Gemini was the first program to use the newly built Mission Control Center at the Houston Manned Spacecraft Center for flight control. The astronaut corps that supported Project Gemini included the "Mercury Seven", "The New Nine", the 1963 astronaut class. During the program, three astronauts died in air crashes during training, including both members of the prime crew for Gemini 9; this mission was flown by the backup crew, the only time a backup crew has replaced a prime crew on a mission in NASA's history to date. Gemini was robust enough that the United States Air Force planned to use it for the Manned Orbital Laboratory program, canceled. Gemini's chief designer, Jim Chamberlin made detailed plans for cislunar and lunar landing missions in late 1961, he believed that Gemini spacecraft could fly in lunar operations before Project Apollo, cost less. NASA's administration did not approve those plans. In 1969, McDonnell-Douglas proposed a "Big Gemini" that could have been used to shuttle up to 12 astronauts to the planned space stations in the Apollo Applications Project.

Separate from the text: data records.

PR #2516, opened 2020-10-26
feature: support percentage for fault injection

tokers:

Support percentage for the finer granularity fault injection.

### Pre-submission checklist:

### DIFF
--- a/apisix/plugins/fault-injection.lua
+++ b/apisix/plugins/fault-injection.lua
@@ -14,8 +14,10 @@
 -- See the License for the specific language governing permissions and
 -- limitations under the License.
 --
-local core          = require("apisix.core")
-local sleep         = core.sleep
+local core = require("apisix.core")
+
+local sleep = core.sleep
+local random = math.random
 
 local plugin_name   = "fault-injection"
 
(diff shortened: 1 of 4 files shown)


apisix/plugins/fault-injection.lua
```diff
@@ -28,13 +30,15 @@ local schema = {
             properties = {
                 http_status = {type = "integer", minimum = 200},
                 body = {type = "string", minLength = 0},
+                percentage = {type = "integer", minimum = 0, maximum = 100}
```
membphis, line 33: I am not sure if this way is power enough.

I am thinking, how about support `vars` for this feature?

`vars`, here is an example: `["random_100", ">", 70]`.

then we can support to use any request header or query string as condition, eg: `["arg_age", ">", 18]`

tokers: Actually the percentage is inspired from Istio. I think the purpose of fault injection is to observe whether the whole request link is still normal when some parts of them don't work so perfectly,which may need the randomness to mimic the production, instead of the deliberate order from administrator.

membphis: thx for your explain

membphis (approved):

gxthrj (approved):
LGTM

membphis:
@tokers merged already, many thx for your contribution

The only AAP project funded was Skylab – which used existing spacecraft and hardware – thereby eliminating the need for Big Gemini. The constellation for which the project was named is pronounced, the last syllable rhyming with eye. However, staff of the Manned Spacecraft Center, including the astronauts, tended to pronounce the name, rhyming with knee. NASA's public affairs office issued a statement in 1965 declaring "Jeh-mih-nee" to be the "official" pronunciation. Gus Grissom, acting as Houston capsule communicator when Ed White performed his spacewalk on Gemini 4, is heard on flight recordings pronouncing the spacecraft's call sign "Jeh-mih-nee 4", the NASA pronunciation is used in the movie First Man; the Apollo program was conceived in early 1960 as a three-man spacecraft to follow Project Mercury. Jim Chamberlin, the head of engineering at the Space Task Group, was assigned in February 1961 to start working on a bridge program between Mercury and Apollo, he presented two initial versions of a two-man spacecraft designated Mercury Mark II, at a NASA retreat at Wallops Island in March 1961.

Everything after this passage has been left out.